At MPIA Galaxy Coffee, Rix talked about mono-abundance populations in the Milky Way, and Dan Weisz talked about combining photometric and spectroscopic observations to constrain the properties of distant, compact star clusters. In the first talk, Rix showed that at low abundances, the stellar populations want negative scale lengths: This is because they are like "donuts" or "rings" around the Milky Way: Low-abundance stars in the disk appear to form far out. In the discussion, we argued about how we could use his results to test models for the thickness of the disk and its dependence on stellar age and orbital radius.
In the second talk, Weisz showed that inclusion (and marginalization out) of a non-trivial calibration model makes the inferences from badly-calibrated spectroscopy much more accurate. They also permit learning about calibration (he showed that you learn correct things about calibration) and they permit principled combination of different data sets of different calibration veracity or trustability. All calibration data are wrong, so you really want to leave it free in everything you do; that's a nice challenge for the next generations of The Cannon.
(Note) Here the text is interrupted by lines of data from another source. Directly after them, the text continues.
PR #277, opened 2021-03-01
fix(camera): decode content uri when retrieving image from gallery

eidng8:
The problem seems to be the encoded URI. The aforementioned line `String filename = contentUri.getLastPathSegment()` is really the real point of failure.

On a redmi phone (maybe some others too?), the `contentUri` points to something like `content://com.miui.gallery.open/raw/%2Fstorage%2Femulated%2F0%2FDCIM%2FCamera%2FIMG_20210301_082750.jpg`. So you see the encoded part. `getLastPathSegment()` extract the whole `%2Fstorage%2Femulated%2F0%2FDCIM%2FCamera%2FIMG_20210301_082750.jpg` part, then decodes and returns it. Eventually, the following `outFile` got a path like `...package..name.../cache/storage/emulated/0/DCIM/Camera/IMG_20210301_082750.jpg`, and you see where it crashes.

I'm not sure if I'm doing it the tidy way, it's the most straightforward way I can think of.


jcesarmobile (approved):
looks good, thanks!

PR #283, opened 2021-03-02
docs(geolocation): use proper function syntax on example

jeremytenjo:
added missing => to printCurrentPosition  function


jcesarmobile (approved):
good catch, thanks!

Issue #254, opened 2019-12-10
bug: Can't find variable: Notification on iOS 


jcesarmobile:
When using LocalNotifications plugin on iOS (web), you'll get that error when trying to request permissions. Should be handled to return a proper error.

PR #285, opened 2021-03-02
fix(local-notification): Throw unavailable if Notification API not supported

theproducer:
During `checkPermissions`, check to see if the Notifications API is supported by the browser and throws `unavailable` if not.

Closes: https://github.com/ionic-team/capacitor-plugins/issues/254


jcesarmobile (changes requested):
Looks good, but should be done in `requestPermissions` and on `schedule` too (maybe others too, but those two for sure)

theproducer:
Yeah, I think those two methods are it - most use of LocalNotification has to go through those three methods to do anything.

jcesarmobile (approved):

Issue #284, opened 2021-03-02
bug: Failed to construct 'Notification': Illegal constructor


theproducer:
Using LocalNotification on Android Chrome fails when attempting to build a notification:

```
Unhandled Rejection (TypeError): Failed to construct 'Notification': Illegal constructor.  Use ServiceWorkerRegistration.showNotification() instead.
```

jcesarmobile:
related
https://bugs.chromium.org/p/chromium/issues/detail?id=481856

theproducer:
Yes - I don't think we are going support using Service Workers in right now (I could be wrong?) so the plan is just to check for `new Notification()` support and return unavailable if not.

PR #295, opened 2021-03-04
fix(local-notifications): Adding check for `new Notification` support

theproducer:
This PR adds a check for `new Notification` support in browsers.

https://developers.google.com/web/updates/2015/05/notifying-you-of-changes-to-notifications?hl=en#android_notifications

closes: https://github.com/ionic-team/capacitor-plugins/issues/284


local-notifications/src/web.ts
```diff
@@ -94,6 +94,26 @@ export class LocalNotificationsWeb
     return { display };
   }
 
+  protected checkNotificationSupport = (): boolean => {
+    if (!window.Notification || !Notification.requestPermission) {
```
jcesarmobile, line 98:
```suggestion
    if (!('Notification' in window) || !Notification.requestPermission) {
```
Why change this? I don't prefer one over the other, we should be consistent with this window checks, most plugins use it like this

theproducer: Just for consistency with the requestPermission check.  It doesn't really make a difference - I can change it back.

local-notifications/src/web.ts
```diff
@@ -94,6 +94,26 @@ export class LocalNotificationsWeb
     return { display };
   }
 
+  protected checkNotificationSupport = (): boolean => {
```
jcesarmobile, line 97: I think it would be more meaningful if renamed to `hasNotificationSupport`

jcesarmobile (approved):

PR #311, opened 2021-03-12
docs(haptis): Update README example to use ImpactStyle

skotturi:
Capacitor v3 has deprecated `HapticsImpactStyle` in favor of `ImpactStyle` but the docs were still using the old syntax. VSCode suggested the change but it would be nice of the docs mentioned this change especially as developers migrate from v2 to v3.


jcesarmobile (approved):
Good catch, thanks!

At MPIA Milky Way group meeting, Rix talked about the recent paper by Sanders & Binney about extended distribution functions using a series of very simple, analytic prescriptions of various inputs. I objected to the paper: I don't see any reason to work with simulation-output-inspired simple functional forms when you have actual simulation outputs! There is no difference, intellectually or conceptually, between a piece of computer code executing tanh() and a similar piece of code executing output_of_simulation_h277() except that the latter, tied as it is to physical models, would be interpretable physically. But anyway. Rix pointed out that their prescription for radial migration could be useful for quantitative analysis of our age results. I agree!
Also at group meeting, and related to radial migration, there were discussions of results from Hernitschek, Sesar, and Inno results on variable stars in PanSTARRS. It looks likely that Inno will be able to extract a catalog of Cepheid stars in the disk, and (if we can convince someone to take data) we can get metallicities and radial velocities for them. We also discussed (momentarily) the point that we should be doing visualization, discovery, and astronomy with Hernitschek's immense catalog of variable stars in PanSTARRS: She has colors, magnitudes, and variability timescale and amplitude for every point source!
Today Yuan-Sen Ting (Harvard) gave Ness and me derivatives of Kurucz-like models of APOGEE spectral data with respect to individual element abundances and effective temperature and gravity. Ness and I plotted these theoretical derivatives against “beliefs” obtained by The Cannon sbout these same dependencies. They agree remarkably well! But in detail they disagree; it remains to figure out what parts of the disagreement are noise or real results. We also showed (based on the derivative vectors) that the precisions with which APOGEE can detect or measure individual abundances are very, very high.
In other news, I found and fixed bugs in my star-formation history code, but none of the bug fixes led to reasonable results. Time to write some tests.